Inverse transformation and furteher PCoA

Figure-12 Inversely transformed principal coordinate analysis (PCoA) of total fungal endophyte abundance and terpene concentration in six study sites. (Left is fungal genera concentration with total monoterpene/sesquiterpene concentration, right is the concentration of each terpene with total fungal abundance; AB-S: Alberta-Slave lake forest; NB-U: Newbrunswick-Upper Green River; ON-T: Ontario-Twist lake; QU-C: Quebec-Cimon; QU-D: Quebec-Dasserat; SK-O: Saskatchewan-Old channel river)

After Inverse transformation, the visualization of both plots increased, but it was hard to find the relationship between fungal endophytes and the total concentration of monoterpene/sesquiterpene (figure-12). So, Helligner transformation was introduced to have a better ordination.

Helligner transformation and furteher PCoA

Figure-13 Helligner transformed principal coordinate analysis (PCoA) of total fungal endophyte abundance and terpene concentration in six study sites. (Left is fungal genera concentration with total monoterpene/sesquiterpene concentration, right is the concentration of each terpene with total fungal abundance; AB-S: Alberta-Slave lake forest; NB-U: Newbrunswick-Upper Green River; ON-T: Ontario-Twist lake; QU-C: Quebec-Cimon; QU-D: Quebec-Dasserat; SK-O: Saskatchewan-Old channel river)

Helligner transformation was made to convert the terpene data to satisfy the assumptions of principal coordinate analysis (PCoA), and the Helligner-transformed PCoA plot indicated that the ordination is not good (figure-13).
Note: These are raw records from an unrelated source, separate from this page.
PR #2136, opened 2025-05-20
Add pause, resume, goHome command to matter-rvc driver

HunsupJung:
# Type of Change

          - [ ] I have signed the CLA
- [ ] Bug fix
- [x] New feature
- [ ] Refactor

# Checklist

# Description of Change

# Summary of Completed Tests


drivers/SmartThings/matter-rvc/src/init.lua
```diff
@@ -343,6 +452,64 @@ local function rvc_operational_error_attr_handler(driver, device, ib, response)
...
+  )
+  local cap_op_enum = capabilities.robotCleanerOperatingState.operatingState
+  if operating_state ~= cap_op_enum.stopped.NAME and operating_state ~= cap_op_enum.running.NAME and
+     operating_state ~= cap_op_enum.paused.NAME and operating_state ~= cap_op_enum.seekingCharger.NAME and
+     operating_state ~= cap_op_enum.charging.NAME and operating_state ~= cap_op_enum.docked.NAME then
+      operating_state = "Error"
+  end
+
+  -- Set Supported Operating State Commands
+  local cap_op_cmd = capabilities.robotCleanerOperatingState.commands
```
greens, line 496: Are there circumstance where `supportedOperatingStateCommands` does not equal `cap_op_cmd`?

Or where `device:get_field(OPERATING_STATE_SUPPORTED_COMMANDS)` does not equal the `latest_value` of `supportedOperatingStateCommands`?

drivers/SmartThings/matter-rvc/src/init.lua
```diff
@@ -77,6 +81,9 @@ end
 local function device_init(driver, device)
   device:subscribe()
   device:set_component_to_endpoint_fn(component_to_endpoint)
+  local req = im.InteractionRequest(im.InteractionRequest.RequestType.READ, {})
+  req:merge(clusters.RvcOperationalState.attributes.AcceptedCommandList:read())
+  device:send(req)
```
hcarter-775:
```suggestion
  device:send(clusters.RvcOperationalState.attributes.AcceptedCommandList:read())
```

hcarter-775: Also, I want to know if we need this read in `init`? Would it not be better to add this attribute to the list in `subscribed_attributes` like:

```
  [capabilities.robotCleanerOperatingState.ID] = {
    clusters.RvcOperationalState.attributes.OperationalState,
    clusters.RvcOperationalState.attributes.OperationalError,
    clusters.RvcOperationalState.attributes.AcceptedCommandList
  },
```

And if we would rather have this be a one-time call, it may be better to put this read in the `doConfigure` handler.

drivers/SmartThings/matter-rvc/src/init.lua
```diff
@@ -36,6 +39,7 @@ end
 local COMPONENT_TO_ENDPOINT_MAP = "__component_to_endpoint_map"
 local RUN_MODE_SUPPORTED_MODES = "__run_mode_supported_modes"
 local CLEAN_MODE_SUPPORTED_MODES = "__clean_mode_supported_modes"
+local OPERATING_STATE_SUPPORTED_COMMANDS = "__operating_state_supported_commands"
```
hcarter-775, line 42: also, it may be better to utilize the capability attribute `supportedOperatingStateCommands` here instead of adding a new table?

drivers/SmartThings/matter-rvc/src/init.lua
HunsupJung: Thank you for your advice. I will move it to subscribed_attributes

drivers/SmartThings/matter-rvc/src/init.lua
HunsupJung: When hub set the `supportedOperatingStateCommands`, the Plugin check this value and display. Hub should set this value depend on the status of Operating state and Run mode.
For example, if the device is in the charging dock and is stopped, only the `start(resume)` button must be visible to the user, and the hub should add only the `resume` command to `supportedOperatingStateCommands`

drivers/SmartThings/matter-rvc/src/init.lua
```diff
@@ -46,7 +49,8 @@ local subscribed_attributes = {
   },
   [capabilities.robotCleanerOperatingState.ID] = {
     clusters.RvcOperationalState.attributes.OperationalState,
-    clusters.RvcOperationalState.attributes.OperationalError
+    clusters.RvcOperationalState.attributes.OperationalError,
+    clusters.RvcOperationalState.attributes.AcceptedCommandList
```
hcarter-775: Thank you for adding my suggestion, though I'm still curious, why do we want this to be run multiple times? Should this not be a one-time read event?

drivers/SmartThings/matter-rvc/src/init.lua
```diff
@@ -101,14 +105,99 @@ local function info_changed(driver, device, event, args)
 end
 
 -- Helper functions --
+local function is_support_go_home(device)
```
hcarter-775: I think we should handle this like so:

```
local function supports_rvc_operational_state(device, command_name)
  local supported_op_commands = device:get_field(OPERATING_STATE_SUPPORTED_COMMANDS) or {}
  for _, cmd in ipairs(supported_op_commands) do
    if cmd == command_name then return true end
  end
  return false
end
```

Then we can call:
 `supports_rvc_operational_state(device, cap_op_cmds.goHome.NAME)` 
and 
`supports_rvc_operational_state(device, cap_op_cmds.pause.NAME)` 
as needed.

drivers/SmartThings/matter-rvc/src/init.lua
```diff
@@ -101,14 +105,99 @@ local function info_changed(driver, device, event, args)
...
+  local supported_op_commands = device:get_field(OPERATING_STATE_SUPPORTED_COMMANDS) or {}
+  for _, cmd in ipairs(supported_op_commands) do
+    if cmd == capabilities.robotCleanerOperatingState.commands.goHome.NAME then
+      return true;
+    end
+  end
+  return false;
+end
+
+local function can_send_go_home_cmd(device, operating_state)
```
hcarter-775: Similar to my suggestion for changes to `supports_rvc_operational_state`, I believe it makes sense to make a master function like:
```
local function can_send_state_command(device, new_operating_state, cur_operating_state, current_tag)
... put a series of if/else statements clarifying the unique logic per `new_operating_state` ... 
end
```
I believe this will help clarify the function under a single main helper function. Further, this will allow one single call to `if operating_state == "Error" then return false end` at the top of this master function instead of spreading this logic across functions.

drivers/SmartThings/matter-rvc/src/init.lua
```diff
@@ -101,14 +105,99 @@ local function info_changed(driver, device, event, args)
...
 
-  -- Error state
   if operating_state == "Error" then
+    -- Set Supported Operating State Commands to empty
+    local event = capabilities.robotCleanerOperatingState.supportedOperatingStateCommands(
+      {}, {visibility = {displayed = false}}
+    )
+    device:emit_component_event(device.profile.components["main"], event)
     -- Set runMode to empty
     local event = capabilities.mode.supportedArguments({}, {visibility = {displayed = false}})
```
hcarter-775: remove local here since `event` is already defined now

drivers/SmartThings/matter-rvc/src/init.lua
```diff
@@ -420,6 +585,119 @@ local function robot_cleaner_areas_selection_response_handler(driver, device, ib
...
+    capabilities.robotCleanerOperatingState.operatingState.NAME
+  )
+  local cap_op_enum = capabilities.robotCleanerOperatingState.operatingState
+  if operating_state ~= cap_op_enum.stopped.NAME and operating_state ~= cap_op_enum.running.NAME and
+     operating_state ~= cap_op_enum.paused.NAME and operating_state ~= cap_op_enum.seekingCharger.NAME and
+     operating_state ~= cap_op_enum.charging.NAME and operating_state ~= cap_op_enum.docked.NAME then
+      operating_state = "Error"
+  end
+
+  if can_send_pause_cmd(device, current_tag, operating_state) == true then
```
hcarter-775: is this logic required? If Pause as clicked from the app, it must have been displayed on the device card, which means it is in the supported list at the moment, no?

The other case I can imagine where this handler might be used if not clicked would be through an automation (though I'm not sure if the automation would be deleted if the supported value were removed from the supported values list). Do you know what occurs in this case?

drivers/SmartThings/matter-rvc/src/init.lua
```diff
@@ -420,6 +585,119 @@ local function robot_cleaner_areas_selection_response_handler(driver, device, ib
...
+  local operating_state = device:get_latest_state(
+    "main",
+    capabilities.robotCleanerOperatingState.ID,
+    capabilities.robotCleanerOperatingState.operatingState.NAME
+  )
+  local cap_op_enum = capabilities.robotCleanerOperatingState.operatingState
+  if operating_state ~= cap_op_enum.stopped.NAME and operating_state ~= cap_op_enum.running.NAME and
+     operating_state ~= cap_op_enum.paused.NAME and operating_state ~= cap_op_enum.seekingCharger.NAME and
+     operating_state ~= cap_op_enum.charging.NAME and operating_state ~= cap_op_enum.docked.NAME then
+      operating_state = "Error"
```
hcarter-775: Has any work been proposed to add Error to the capability definition enum for RobotCleanerOperatingState? Then we wouldn't need such complex logic to handle the error case

drivers/SmartThings/matter-rvc/src/init.lua
```diff
@@ -420,6 +585,119 @@ local function robot_cleaner_areas_selection_response_handler(driver, device, ib
...
+  end
+
+  if can_send_go_home_cmd(device, current_tag, operating_state) == true then
```
hcarter-775: similar question as [here](https://github.com/SmartThingsCommunity/SmartThingsEdgeDrivers/pull/2136/files#r2136185298). If the capability has been handled, it must be supported, no? There is still the open question about automations though.

hcarter-775: also, if this is required, it should be:
```suggestion
  if can_send_go_home_cmd(device, operating_state) == true then
```
pending some other changes to this logic I suggested (where we have a single master can_send function)

drivers/SmartThings/matter-rvc/src/test/test_matter_rvc.lua
```diff
@@ -15,15 +15,20 @@
 local test = require "integration_test"
 local capabilities = require "st.capabilities"
 local t_utils = require "integration_test.utils"
-
```
hcarter-775, line 18: we need new unit tests to verify this complex functionality works as expected.

drivers/SmartThings/matter-rvc/src/test/test_matter_rvc.lua
```diff
@@ -15,15 +15,20 @@
...
+  clusters.OperationalState = require "OperationalState"
+end
 
-clusters.RvcCleanMode = require "RvcCleanMode"
-clusters.RvcOperationalState = require "RvcOperationalState"
-clusters.RvcRunMode = require "RvcRunMode"
-clusters.OperationalState = require "OperationalState"
-clusters.ServiceArea = require "ServiceArea"
-clusters.Global = require "Global"
+if version.api < 13 then
```
hcarter-775, line 28: is there any documentation that describes what the expected and desired handling for these changes should look like?

drivers/SmartThings/matter-rvc/src/init.lua
```diff
@@ -420,6 +585,119 @@ local function robot_cleaner_areas_selection_response_handler(driver, device, ib
...
+    "main",
+    capabilities.robotCleanerOperatingState.ID,
+    capabilities.robotCleanerOperatingState.operatingState.NAME
+  )
+  local cap_op_enum = capabilities.robotCleanerOperatingState.operatingState
+  if operating_state ~= cap_op_enum.stopped.NAME and operating_state ~= cap_op_enum.running.NAME and
+     operating_state ~= cap_op_enum.paused.NAME and operating_state ~= cap_op_enum.seekingCharger.NAME and
+     operating_state ~= cap_op_enum.charging.NAME and operating_state ~= cap_op_enum.docked.NAME then
+      operating_state = "Error"
+  end
```
hcarter-775:
```suggestion
  local operating_state = device:get_latest_state(
    "main",
    capabilities.robotCleanerOperatingState.ID,
    capabilities.robotCleanerOperatingState.operatingState.NAME
  ) or "Error"
```
This occurs another time as well, and should probably look like this? Unless we are expecting the latest_state to be something besides `nil` in these cases, and if so, what are we expecting?

drivers/SmartThings/matter-rvc/src/init.lua
HunsupJung: You are right. We don't need to call AceeptedCommandList multiple time. I focused on moving the attribute to subscribed_attributes, but if it's important to read one-time, I will move it to doConfiguration.

drivers/SmartThings/matter-rvc/src/init.lua
HunsupJung: It seems to be much more optimized.

drivers/SmartThings/matter-rvc/src/init.lua
hcarter-775: In general, we don't want to send more reads than necessary to the device if we can help it, and making sure this only runs once helps reduce the possibility of edge cases to handle. Thank you!

nickolas-deboom: @hcarter-775 do you think it would be better to leave it as a subscribed attribute rather than introducing a new read? That way we'd get the initial value and then wouldn't need to process it again unless it changed on the device (which seems unlikely but maybe could happen with a FW upgrade?)

drivers/SmartThings/matter-rvc/src/init.lua
HunsupJung: I will try this

drivers/SmartThings/matter-rvc/src/init.lua
HunsupJung: If you two decide, I will modify it as it is.

drivers/SmartThings/matter-rvc/src/init.lua
HunsupJung: All enum values except `stopped`, `running`, `paused`, `chargingCharger`, `charging,` and `docked` are error values. The remaining values are expressed as actual UX, so the operating state should not be saved as an error.

drivers/SmartThings/matter-rvc/src/init.lua
HunsupJung: As mentioned above, in Cluster, the `Operational State` value and the `Operational Error` value are divided, but in Capability, this is expressed as `robotCleanerOperatingState` attribute.

https://github.ecodesamsung.com/iot/SmartThingsCapabilities/blob/main/datatypes/RobotCleanerOperatingState.yml

drivers/SmartThings/matter-rvc/src/init.lua
hcarter-775: @nickolas-deboom, we get a read from all subscribed data every time we re-subscribe, which would happen every time `init` occurs at the moment. Therefore, to mitigate possible edge cases and to avoid re-reading this attribute after the one-time configuration logic, I believe it should be in `doConfigure`.

drivers/SmartThings/matter-rvc/src/init.lua
```diff
@@ -105,101 +106,82 @@ local function info_changed(driver, device, event, args)
...
+         current_state == cap_op_enum.charging.NAME then
+        return true
+      end
     end
   end
   return false
 end
 
-local function can_send_change_to_idle_mode_cmd(device, current_tag, operating_state)
+local function can_send_change_to_idle_mode_cmd(device, current_tag, current_state)
```
hcarter-775: not a huge deal but why not add this logic to the `can_send_state_command` function?

drivers/SmartThings/matter-rvc/src/init.lua
hcarter-775: I guess I'm curious, if the `robotCleanerOperatingState` capability is not one of the options that you loop through in this code, what is it? Is it nil, or some data that we can know ahead of time?

drivers/SmartThings/matter-rvc/src/init.lua
```diff
@@ -36,6 +38,7 @@ end
 local COMPONENT_TO_ENDPOINT_MAP = "__component_to_endpoint_map"
 local RUN_MODE_SUPPORTED_MODES = "__run_mode_supported_modes"
 local CLEAN_MODE_SUPPORTED_MODES = "__clean_mode_supported_modes"
+local OPERATING_STATE_SUPPORTED_COMMANDS = "__operating_state_supported_commands"
```
hcarter-775, line 41: rather than saving this table, I think we should be using the capability attribute: `supportedOperatingStateCommands`. I believe this is what this argument is supposed to be used for, and the presentation for `actions` and `automations` in the capability depends on this attribute.

drivers/SmartThings/matter-rvc/src/init.lua
```diff
@@ -343,6 +432,64 @@ local function rvc_operational_error_attr_handler(driver, device, ib, response)
   end
 end
 
+local function handle_rvc_operational_state_accepted_command_list(driver, device, ib, response)
```
nickolas-deboom, line 429: Should this function be reading the accepted commands from `ib.data.elements`? Right now it looks like it's assuming every available command is an accepted command.

drivers/SmartThings/matter-rvc/src/init.lua
nickolas-deboom: I guess I don't see the harm in reading it again considering the logic that is present in `handle_rvc_operational_state_accepted_command_list`, and wouldn't we want to know if it changed so we can set `OPERATING_STATE_SUPPORTED_COMMANDS` properly? Either way, I left a comment below but I think the handler needs to be updated because it appears to be assuming all the commands are accepted commands rather than checking the value of the attribute.

It looks like we subscribe to this attribute in matter-appliance as well.

drivers/SmartThings/matter-rvc/src/init.lua
HunsupJung: The following values can be set.
  - unableToStartOrResume
  - unableToCompleteOperation
  - commandInvalidInState
  - failedToFindChargingDock
  - stuck
  - dustBinMissing
  - dustBinFull
  - waterTankEmpty
  - waterTankMissing
  - waterTankLidOpen
  - mopCleaningPadMissing

drivers/SmartThings/matter-rvc/src/init.lua
HunsupJung: This function reads the accepted commands from `ib.data.elements`.
I confirmed eufy supports `pause`, `resume` with this code.

https://samsung.slack.com/archives/C038KA8K78S/p1749533882955699?thread_ts=1749477408.863689&cid=C038KA8K78S

drivers/SmartThings/matter-rvc/src/init.lua
HunsupJung: Okay I will add it~!

drivers/SmartThings/matter-rvc/src/init.lua
HunsupJung: As mentioned above, `supportedOperatingStateCommands` is not used for the purpose you mentioned. 
https://github.com/SmartThingsCommunity/SmartThingsEdgeDrivers/pull/2136#discussion_r2131831537

As you said, if we want to support automation, `supportedArguments` must be used like mode capability.
https://github.ecodesamsung.com/iot/SmartThingsCapabilities/blob/main/capabilities/mode.src/mode.yml#L23-L31

drivers/SmartThings/matter-rvc/src/init.lua
HunsupJung: I will remove this logic.

HunsupJung: > The other case I can imagine where this handler might be used if not clicked would be through an automation (though I'm not sure if the automation would be deleted if the supported value were removed from the supported values list). Do you know what occurs in this case?

I checked this part. When RVC cannot receive `pause` command, but the Automation send `pause` command to RVC, RVC send `OperationalCommandResponse` with `CommandInvalidInState`
But as you said, this situation doesn't happen. The test was tested by forcibly changing the code so that Automation can send commands.

So, I will remove this logic

drivers/SmartThings/matter-rvc/src/test/test_matter_rvc.lua
HunsupJung: No, I simply synced with `init.lua`. Is there a direction you want?

HunsupJung:
@hcarter-775 , @nickolas-deboom 
We must put this patch before 6/16. Please review and approve before that.

drivers/SmartThings/matter-rvc/src/init.lua
hcarter-775: I see, thanks Hunsup

drivers/SmartThings/matter-rvc/src/init.lua
hcarter-775: I see, I had misread the definition. Sorry about that!

Do you know if there are any plans to support this capability attribute `supportedOperatingStates`? I see it's not currently utilized.

Perhaps, in the future (not this PR) we could use it and set it to the states we have support for. Then we could loop through it instead of using this type of check:
```
  if current_state ~= cap_op_enum.stopped.NAME and current_state ~= cap_op_enum.running.NAME and
     current_state ~= cap_op_enum.paused.NAME and current_state ~= cap_op_enum.seekingCharger.NAME and
     current_state ~= cap_op_enum.charging.NAME and current_state ~= cap_op_enum.docked.NAME then
      current_state = "Error"
  end
```

drivers/SmartThings/matter-rvc/src/init.lua
hcarter-775: Hmm, but in other drivers we just do a single read on the Accepted Attributes List for PowerSource, since we only want that data once. Like you said, there's probably not a lot of harm either way, but I am generally against subscribing to an attribute we only want once. I would prefer this to be a one-time read in `doConfigure`

drivers/SmartThings/matter-rvc/src/init.lua
```diff
@@ -420,6 +562,62 @@ local function robot_cleaner_areas_selection_response_handler(driver, device, ib
...
+      break
+    end
+  end
+  local current_state = device:get_latest_state(
+    "main",
+    capabilities.robotCleanerOperatingState.ID,
+    capabilities.robotCleanerOperatingState.operatingState.NAME
+  )
+  local cap_op_enum = capabilities.robotCleanerOperatingState.operatingState
+  if current_state ~= cap_op_enum.stopped.NAME and current_state ~= cap_op_enum.running.NAME and
```
hcarter-775, line 589: if we set `supportedOperatingStates` in doConfigure to be the values we expect, we can simply loop through this field at this point and the other place this occurs.

drivers/SmartThings/matter-rvc/src/init.lua
hcarter-775: @nickolas-deboom it's doing a check using a table and will add to the list of the table key-value isn't nil.

drivers/SmartThings/matter-rvc/src/test/test_matter_rvc.lua
hcarter-775: No, that's alright. This handling is a little unique so I was wondering if it had been documented from a UI perspective at all.

hcarter-775:
@HunsupJung we can make sure this is merged into the beta channel on 6/16. 

There are 3 threads left on this PR that I haven't resolved (for clarity) that could be addressed before then, but the major one left is that this needs some unit tests verifying the new behavior.

Otherwise, this looks good to me. Thank you!

drivers/SmartThings/matter-rvc/src/test/test_matter_rvc.lua
HunsupJung: I already added new unit tests.
The new unit tests cover all new operations.

drivers/SmartThings/matter-rvc/src/init.lua
HunsupJung: I don't think so. because `supportedOperatingStates` can include error status as like the followings.
If we want to use `supportedOperatingStates` we should add error status that be supported by the device too, so we cannot use supportedOperatingStates at this point.

  - unableToStartOrResume
  - unableToCompleteOperation
  - commandInvalidInState
  - failedToFindChargingDock
  - stuck
  - dustBinMissing
  - dustBinFull
  - waterTankEmpty
  - waterTankMissing
  - waterTankLidOpen
  - mopCleaningPadMissing

drivers/SmartThings/matter-rvc/src/test/test_matter_rvc.lua
hcarter-775: Sorry Hunsup, missed those! Thanks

So, a gradient analysis with two steps to add vectors is needed for ordination and to find the relationship between fungal endophyte abundance and terpene concentration.

Limitations

One major limitation of these datasets is that the sample size in each study site is tiny (n=5), and there are many 0 values. As a result, the correlations between study sites and fungal abundance/terpene concentration are weak. A grouped bar chart and a perMANOVA followed by a univariate pairwise comparison are more reliable and straightforward in showing the variations of fungal endophyte abundance and terpene concentration.

Moreover, the dataset is non-normally distributed and failed in four transformations. This can limit the accuracy of ordination.